Wednesday, September 9, 2015

See Us Before We Retire For the Third Time

I've picked up on something and I don't know if it's a marketing ploy or a realization that far too many of the major touring musical acts out there right now are made up of men in their 60s and 70s:

AC/DC frontman Brian Johnson has spoken about the possibility of retirement.

The hard rock band released 17th album 'Rock Or Bust' in November 2014, reaching Number Three in both the UK and US charts, as well as topping the charts in their home land of Australia.

However, speaking recently to The Morning Sun, Johnson conceded that the album could be their last.

"Y'know, retirement is like anything. A good footballer, a good ice hockey player, they don't want to retire, but unfortunately, sometimes there's a time when you have to call it quits," Johnson said. "So it's an ongoing thing with us; we never say no, and we never say never."

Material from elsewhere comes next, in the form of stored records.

Issue #2095, opened 2021-02-25
Remove deprecated `linter.{id}.options`


ybiquitous:
If we find that these `options` are not used, we can remove them:

https://github.com/sider/runners/blob/90a9a49e96fdee49cf74895df8784d618205fb16/lib/runners/processor.rb#L198-L216

*Note: They have been removed already from the [documentation](https://help.sider.review).*

PR #2132, opened 2021-03-03
[PHPCS] Re-consider options

### LINKED ISSUE #1953: [PHPCS] Add --parallel option
Add `linter.code_sniffer.parallel` option to `sider.yml`

## What is this ?
support [`--parallel` option for phpcs](https://github.com/squizlabs/PHP_CodeSniffer/wiki/Usage#getting-help-from-the-command-line)

## Why?
The options is useful when we analyze a large repository or use a cost-consuming phpcs plugin. Note that this option should be opt-in because parallel processing sometimes causes troubles such as deadlock.

### LINKED ISSUE #2034: [PHPCS] Add `target` option
I propose to add a new option `target` to the PHP_CodeSniffer runner.
The reason is that users don't need to remember less about `sider.yml` because many other runners support the `target` option.

The new option `target` will be an alias of the `dir` option at first.

See also:

https://github.com/sider/runners/blob/5c97f2c2208895c7d3fd331f85e07268ec3e3661/lib/runners/processor/code_sniffer.rb#L11

### LINKED ISSUE #2085: [PHPCS] Support array type for `standard` option
The `--standard` flag allows a comma-separated list. See below:

> Multiple coding standards can be checked at the same time by passing a list of comma separated standards on the command line. A mix of external and installed coding standards can be passed if required.
>
> ```
> $ phpcs --standard=PEAR,Squiz,/path/to/MyStandard /path/to/code/myfile.inc
> ```

https://github.com/squizlabs/PHP_CodeSniffer/wiki/Usage#specifying-a-coding-standard

Currently, only `string` is supported:

https://github.com/sider/runners/blob/d8ba62d68f287b4a359a96f2023a914aa69f167f/lib/runners/processor/code_sniffer.rb#L12

ybiquitous:

- Add the `parallel` option (disabled by default).
- Add the `target` option (alias for `dir`).
- Make the `target` option receive an array.
- Make the `standard` option receive an array.
- Remove the deprecated option `linter.code_sniffer.options`.

Close #1953
Close #2034
Close #2085
Part of #2095


yykamei (approved):
LGTM
It makes sense :+1:

ybiquitous:
@yykamei Thanks. Removing `linter.code_sniffer.options` may affect few repositories, but I think it reasonable because the option has been deprecated for a long time.

ybiquitous:
@gnakagaw Could you please confirm this change just in case?

gnakagaw (approved):
LGTM 🚀

PR #2194, opened 2021-03-18
Secure `pip install`

ybiquitous:

This change aims to make `pip install` more secure via the `--only-binary` option.
(see <https://pip.pypa.io/en/stable/reference/pip_install/#install-only-binary>)

I believe any packages do not need source compilation for us.

None.


yykamei (approved):
LGTM

ybiquitous:
See also <https://github.com/dependabot/dependabot-core/issues/3253#issuecomment-800639587>

PR #2191, opened 2021-03-17
Introduce common option `target`

ybiquitous:
> Explain a summary, purpose, or background for this change.

This change introduces a new option `linter.<id>.target`. The option is an alias for the existing option (non-breaking).

> Refer related issues or pull requests (e.g. `Close #123` or `None`).

Close #2096

> Check the following if needed.

- [x] Add a new entry to [CHANGELOG.md](https://github.com/sider/runners/blob/master/CHANGELOG.md) if this change is notable.

PR #2195, opened 2021-03-18
[PoC] Add `linter.<id>.target` option into base

ybiquitous:

This is just a PoC.

Follow-up of #2191

### DIFF
--- a/lib/runners/processor/coffeelint.rb
+++ b/lib/runners/processor/coffeelint.rb
@@ -7,6 +7,7 @@ module Runners
 
       # @type self: SchemaClass
       let :config, npm(
+        target: false,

The singer continued, "The thing about the boys in AC/DC, you've got to remember, is we're constantly surprised and amazed at how we keep the success going. We don't know what we're doing – I mean, we literally don't know what we're doing except what we're doing is we just play 100 per cent every night and give it everything we've got. If that's the secret of success, we'll pass it on."

I read that to mean, "come and see us before we retire or you'll feel horrible for passing on us." And that's not an idle threat when you've been a band since the late Sixties or Seventies. That's just reality. How do you signal your intentions to fans and still keep things moving? How do you make albums when you're good at making albums at a time when everyone steals music?

If you put all of these blokes in a room, you'd come up with the same answers--this is a difficult time to be in the music business. The only thing that seems to have any value is a tour package featuring acts that have been around at least thirty years or more. How does that end up being a viable business for musicians? Should you invest in the inevitable "tribute" bands that are going to appear in ten to fifteen years? Once the dinosaurs are gone, someone is going to make money playing their songs to people who want to live nostalgically.

Imagine the music industry in twenty years. There are virtually no touring acts that were active in the Seventies anymore--they've all gone away. Inevitably, someone will have to put together holograms or stand-ins or animatronic musicians and then send that out on the road one last time in order to squeeze out those last few dollars. That's what the music business is going to become--a fake act playing old, old songs.

Brian Johnson is correct, though. When anyone famous for doing something retires, they look to the lucrative area of things, whether it's autographs or memory tours or auctioning off memorabilia. There's going to be lucrative consultant work for people who can help a band monetize their history and maintain a steady cash flow. Now's the time to get into that field. A lot of these bands only have a tour or two left in them.